We went deep into Kinango, an extremely rural area west of Kwale Town and found a friendly lady who seemed to know everything about everyone. She was incredibly jolly, pulled out some plastic chairs for us to sit under and cracked jokes the whole time. I even got to copy her collection of Sangeya music which she had recorded on her phone (another post but you can hear some of it here) at some local music festivals. In total I got more than five hours of live Sengeya and Chilewa music. In the music world, these would be called “field recordings.” Here, this is just music she cooks and cleans to.
Switching back and forth between snakes and Sengenya (in Africa it seems to be possible to have multiple conversations at once), she told us about a kid who had been bitten two days previous. She even told us where to find her, so off we went.
The child was collecting firewood around a mango tree near her home, when she was suddenly bitten by a large green snake, not once but three times on the foot. The snake bit once skated away, decided it wasn’t enough and came back and bit her twice more.
Ants had moved into the dead tree and hollowed out the area underneath. Presumably, the snake moved in previously and came out to warm up during the day.
The mother thankfully took the child immediately to Kinango Hospital and treated was administered. The child was given a three day course of antivenom injections and charcoal was wrapped around the wounds to absorb any venomous discharge. Though the child complains of some numbness in the area, it looks as if there won’t be any permanent damage. Thankfully.
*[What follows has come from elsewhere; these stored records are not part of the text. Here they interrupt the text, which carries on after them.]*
PR #1643, opened 2015-11-12
Add SLED12 support (fixes issue#1638)

fcrozat:


cornelius:
Thanks for the patch. We are currently working on a better representation of our support matrix. We'll get back to the patch, when we are done with this. I hope that this doesn't take too long :wink:

PR #17927, opened 2020-06-12
Enable bucket whitelist in Deck

clarketm:
Enable bucket/folder whitelist feature added in https://github.com/kubernetes/test-infra/pull/17650


clarketm:
@e-blackwelder handling in #18001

We were also told of an old woman who had been bitten more than 20 years ago, and was badly scarred, figured out where she was and off we went again.
As we pulled up a friendly young lady came out to greet us, and showed us the way to the house out back. In the distance, we could see an old lady walking with a limp. Otherwise, she was completely fit and seemed to be cutting her own firewood with a panga.
She brought us out some chairs and sat down to chat. In 1992, she had been out back collecting firewood (a pattern) and was bitten on the foot by puff adder, one of the deadliest snakes in the world. She was bitten on the foot, and became immobile for nearly a week. A series of witch doctors were brought in, who administered charcoal rubbed into small cuts in the skin.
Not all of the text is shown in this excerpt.